PR #410, opened 2018-12-18
neigh_linux: Fix failure on deleted link neighs updates

### LINKED ISSUE #409: NeighSubscribe: Error on link deletion
When subscribing to neigh updates, on link deletion, an error is raised, and channel gets closed.

Error:
```golang
(netlink.LinkNotFoundError) {
 error: (*errors.errorString)(0xc000010030)({
  s: (string) (len=14) "Link not found"
 })
}
```
I suspect this line:
https://github.com/vishvananda/netlink/blob/093e80f9fa21ff7b6d400d4cc54933558fd446a4/neigh_linux.go#L267

As the link no longer exists

diconico07:
The kernel sends a RTM_DELNEIGH for every neighbours on link
deletion by the time the message is deserialized, the interface
no longer exists so we cannot call LinkByIndex on it.

This call to LinkByIndex is only used to get the encapType to be
able to set either IP or HardwareAddr correctly. The attrLen
attribute can be used here as only ipv4 are used with a size of 4,
and only ipv6 and FireWire HWaddr have a size of 16.

As such this change decrease the number of calls to LinkByIndex,
so it is called only when needed to choose between ipv6 or
FireWire Hwaddr, it also fallback to HWaddr in case of error with
LinkByIndex.

Fix: 921f7441f1ad68ebc6bbebe00664dfad83a7dbc6
Fix #409

Signed-off-by: Nicolas Belouin <nicolas.belouin@gandi.net>

### DIFF
--- a/neigh_linux.go
+++ b/neigh_linux.go
@@ -253,14 +253,6 @@ func NeighDeserialize(m []byte) (*Neigh, error) {
 		return nil, err
 	}
 
-	// This should be cached for perfomance
-	// once per table dump
-	link, err := LinkByIndex(neigh.LinkIndex)
-	if err != nil {
-		return nil, err
-	}
-	encapType := link.Attrs().EncapType
-
 	for _, attr := range attrs {
 		switch attr.Attr.Type {
 		case NDA_DST:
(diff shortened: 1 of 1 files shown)


vishvananda:
Nice find. LGTM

**INSTRUCTIONS FOR THE TASK**. Each line with the word "longer" in the records above belongs in the result; copy all of them.

**SOLUTION FOR THIS EXERCISE**.
As the link no longer exists
no longer exists so we cannot call LinkByIndex on it.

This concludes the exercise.